About this task: In the data, find the word "Serializer" and copy out every line that has it.

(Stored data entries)
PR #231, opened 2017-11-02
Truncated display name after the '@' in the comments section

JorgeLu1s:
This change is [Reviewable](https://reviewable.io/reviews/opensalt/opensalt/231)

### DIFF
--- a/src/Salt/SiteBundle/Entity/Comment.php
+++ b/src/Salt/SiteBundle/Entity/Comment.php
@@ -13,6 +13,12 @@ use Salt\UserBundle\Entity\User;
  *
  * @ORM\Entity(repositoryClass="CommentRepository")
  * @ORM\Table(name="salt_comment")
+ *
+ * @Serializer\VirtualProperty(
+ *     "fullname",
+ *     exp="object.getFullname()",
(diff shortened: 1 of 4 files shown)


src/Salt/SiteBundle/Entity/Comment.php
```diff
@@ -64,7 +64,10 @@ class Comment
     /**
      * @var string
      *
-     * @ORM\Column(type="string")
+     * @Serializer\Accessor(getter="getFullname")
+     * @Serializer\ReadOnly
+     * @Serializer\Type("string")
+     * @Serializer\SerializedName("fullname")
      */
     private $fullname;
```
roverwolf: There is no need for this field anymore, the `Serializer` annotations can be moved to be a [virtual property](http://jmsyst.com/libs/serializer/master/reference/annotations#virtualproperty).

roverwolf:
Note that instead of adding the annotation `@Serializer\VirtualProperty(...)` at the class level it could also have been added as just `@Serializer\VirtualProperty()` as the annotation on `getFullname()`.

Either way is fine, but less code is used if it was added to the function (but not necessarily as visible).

Solution:
+ * @Serializer\VirtualProperty(
+     * @Serializer\Accessor(getter="getFullname")
+     * @Serializer\ReadOnly
+     * @Serializer\Type("string")
+     * @Serializer\SerializedName("fullname")
roverwolf: There is no need for this field anymore, the `Serializer` annotations can be moved to be a [virtual property](http://jmsyst.com/libs/serializer/master/reference/annotations#virtualproperty).
Note that instead of adding the annotation `@Serializer\VirtualProperty(...)` at the class level it could also have been added as just `@Serializer\VirtualProperty()` as the annotation on `getFullname()`.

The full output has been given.